Records from a data source
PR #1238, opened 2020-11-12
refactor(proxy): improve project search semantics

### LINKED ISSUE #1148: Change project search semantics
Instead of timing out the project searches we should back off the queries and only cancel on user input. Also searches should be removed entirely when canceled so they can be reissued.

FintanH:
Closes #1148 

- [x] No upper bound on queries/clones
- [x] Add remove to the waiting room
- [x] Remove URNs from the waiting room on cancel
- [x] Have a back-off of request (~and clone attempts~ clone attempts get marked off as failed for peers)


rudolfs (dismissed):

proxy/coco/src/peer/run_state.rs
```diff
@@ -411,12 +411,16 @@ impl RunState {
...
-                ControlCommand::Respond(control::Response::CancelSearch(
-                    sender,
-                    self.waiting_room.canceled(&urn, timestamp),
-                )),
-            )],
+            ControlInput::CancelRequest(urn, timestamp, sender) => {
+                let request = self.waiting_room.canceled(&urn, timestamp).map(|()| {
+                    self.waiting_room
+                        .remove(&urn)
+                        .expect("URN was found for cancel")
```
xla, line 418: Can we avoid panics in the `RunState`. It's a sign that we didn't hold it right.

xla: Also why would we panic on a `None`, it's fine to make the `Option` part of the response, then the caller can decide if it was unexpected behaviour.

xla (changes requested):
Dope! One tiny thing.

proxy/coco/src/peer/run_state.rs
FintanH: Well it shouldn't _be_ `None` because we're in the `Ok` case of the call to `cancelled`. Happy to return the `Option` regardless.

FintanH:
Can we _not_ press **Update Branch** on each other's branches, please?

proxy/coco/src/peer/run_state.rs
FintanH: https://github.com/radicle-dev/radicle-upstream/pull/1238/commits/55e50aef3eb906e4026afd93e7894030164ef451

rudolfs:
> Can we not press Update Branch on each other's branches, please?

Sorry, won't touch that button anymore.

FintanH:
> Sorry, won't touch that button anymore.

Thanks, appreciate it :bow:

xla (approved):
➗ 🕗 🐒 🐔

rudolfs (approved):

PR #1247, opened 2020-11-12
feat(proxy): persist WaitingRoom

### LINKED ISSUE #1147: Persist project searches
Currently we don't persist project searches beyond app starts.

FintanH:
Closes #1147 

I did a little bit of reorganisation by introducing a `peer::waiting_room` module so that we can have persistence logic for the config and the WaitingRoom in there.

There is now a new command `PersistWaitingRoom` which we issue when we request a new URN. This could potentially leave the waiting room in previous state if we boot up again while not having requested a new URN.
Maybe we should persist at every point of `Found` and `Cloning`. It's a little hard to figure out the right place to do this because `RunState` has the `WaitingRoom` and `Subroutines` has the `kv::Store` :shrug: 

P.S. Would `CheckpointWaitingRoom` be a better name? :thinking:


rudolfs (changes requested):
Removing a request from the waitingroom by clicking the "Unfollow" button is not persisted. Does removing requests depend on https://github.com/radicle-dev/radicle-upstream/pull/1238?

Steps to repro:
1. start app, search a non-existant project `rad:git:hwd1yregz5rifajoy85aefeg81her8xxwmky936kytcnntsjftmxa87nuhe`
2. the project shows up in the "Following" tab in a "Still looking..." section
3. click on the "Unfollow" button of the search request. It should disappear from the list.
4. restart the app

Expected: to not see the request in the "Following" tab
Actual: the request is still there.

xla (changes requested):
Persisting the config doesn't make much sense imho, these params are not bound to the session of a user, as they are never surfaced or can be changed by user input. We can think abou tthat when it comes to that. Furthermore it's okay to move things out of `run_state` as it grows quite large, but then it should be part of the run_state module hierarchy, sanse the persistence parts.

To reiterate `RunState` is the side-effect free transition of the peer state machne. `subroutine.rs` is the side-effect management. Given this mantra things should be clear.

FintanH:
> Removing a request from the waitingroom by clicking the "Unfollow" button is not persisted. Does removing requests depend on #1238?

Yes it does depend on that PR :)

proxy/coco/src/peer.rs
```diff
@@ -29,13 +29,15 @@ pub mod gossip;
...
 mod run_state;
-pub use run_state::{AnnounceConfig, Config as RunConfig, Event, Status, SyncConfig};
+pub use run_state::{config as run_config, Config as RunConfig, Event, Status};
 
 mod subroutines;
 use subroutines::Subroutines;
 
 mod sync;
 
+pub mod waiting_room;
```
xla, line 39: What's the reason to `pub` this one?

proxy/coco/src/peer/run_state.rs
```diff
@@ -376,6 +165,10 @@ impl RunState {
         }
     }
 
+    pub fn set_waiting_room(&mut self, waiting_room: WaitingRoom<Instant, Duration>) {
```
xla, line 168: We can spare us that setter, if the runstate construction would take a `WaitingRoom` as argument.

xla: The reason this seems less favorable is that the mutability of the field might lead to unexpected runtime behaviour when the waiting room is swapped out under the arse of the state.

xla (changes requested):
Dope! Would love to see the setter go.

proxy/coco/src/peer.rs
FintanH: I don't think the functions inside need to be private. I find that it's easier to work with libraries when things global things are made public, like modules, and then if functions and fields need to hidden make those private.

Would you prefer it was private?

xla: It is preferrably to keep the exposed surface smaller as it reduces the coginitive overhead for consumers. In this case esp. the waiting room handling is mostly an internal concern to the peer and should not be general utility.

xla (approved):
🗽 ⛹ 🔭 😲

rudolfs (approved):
...
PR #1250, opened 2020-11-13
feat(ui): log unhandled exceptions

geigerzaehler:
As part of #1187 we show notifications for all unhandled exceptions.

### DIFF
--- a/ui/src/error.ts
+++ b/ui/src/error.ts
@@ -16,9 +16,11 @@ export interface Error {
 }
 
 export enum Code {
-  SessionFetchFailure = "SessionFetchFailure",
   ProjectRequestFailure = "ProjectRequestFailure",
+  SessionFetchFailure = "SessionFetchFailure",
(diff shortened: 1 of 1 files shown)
---
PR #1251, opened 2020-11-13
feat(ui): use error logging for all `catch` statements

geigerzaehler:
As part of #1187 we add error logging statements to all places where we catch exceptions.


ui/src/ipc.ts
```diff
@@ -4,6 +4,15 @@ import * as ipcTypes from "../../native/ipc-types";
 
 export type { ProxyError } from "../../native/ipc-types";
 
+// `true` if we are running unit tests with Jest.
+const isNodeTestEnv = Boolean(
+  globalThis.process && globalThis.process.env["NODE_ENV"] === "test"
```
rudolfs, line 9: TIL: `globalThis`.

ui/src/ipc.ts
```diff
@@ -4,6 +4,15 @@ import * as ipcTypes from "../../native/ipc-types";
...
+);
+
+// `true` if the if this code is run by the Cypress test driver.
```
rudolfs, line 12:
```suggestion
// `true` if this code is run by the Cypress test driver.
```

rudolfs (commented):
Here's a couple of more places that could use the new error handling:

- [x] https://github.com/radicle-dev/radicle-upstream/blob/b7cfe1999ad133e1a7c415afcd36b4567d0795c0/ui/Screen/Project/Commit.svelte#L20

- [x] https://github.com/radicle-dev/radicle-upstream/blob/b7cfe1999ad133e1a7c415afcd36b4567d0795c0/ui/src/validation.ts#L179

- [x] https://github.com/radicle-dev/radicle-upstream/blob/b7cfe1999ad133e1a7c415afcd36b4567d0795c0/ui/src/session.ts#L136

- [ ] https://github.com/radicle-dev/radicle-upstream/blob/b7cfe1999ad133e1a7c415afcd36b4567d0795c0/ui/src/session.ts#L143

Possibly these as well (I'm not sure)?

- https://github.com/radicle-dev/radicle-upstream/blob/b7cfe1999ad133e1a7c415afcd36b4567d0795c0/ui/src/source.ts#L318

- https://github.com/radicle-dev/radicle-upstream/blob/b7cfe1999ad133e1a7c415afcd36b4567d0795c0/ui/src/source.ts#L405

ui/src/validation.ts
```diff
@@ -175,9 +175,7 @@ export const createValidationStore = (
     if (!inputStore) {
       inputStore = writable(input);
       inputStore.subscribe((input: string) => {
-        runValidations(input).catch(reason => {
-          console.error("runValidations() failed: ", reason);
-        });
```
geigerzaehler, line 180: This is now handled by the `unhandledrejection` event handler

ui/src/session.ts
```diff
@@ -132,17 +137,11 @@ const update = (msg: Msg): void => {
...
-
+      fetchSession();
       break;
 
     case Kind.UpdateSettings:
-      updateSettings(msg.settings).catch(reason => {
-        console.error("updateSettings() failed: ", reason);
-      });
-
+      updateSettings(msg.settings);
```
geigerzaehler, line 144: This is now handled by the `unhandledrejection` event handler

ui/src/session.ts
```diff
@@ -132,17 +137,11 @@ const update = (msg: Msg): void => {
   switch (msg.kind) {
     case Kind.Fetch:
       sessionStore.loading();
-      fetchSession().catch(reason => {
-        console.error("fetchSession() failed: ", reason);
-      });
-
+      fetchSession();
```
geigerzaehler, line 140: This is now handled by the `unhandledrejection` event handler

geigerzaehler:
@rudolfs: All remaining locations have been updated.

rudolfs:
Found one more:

- What to produce -
Whenever a line in the entries above includes the word "Following", pull that line out.

- Solution below -
2. the project shows up in the "Following" tab in a "Still looking..." section
Expected: to not see the request in the "Following" tab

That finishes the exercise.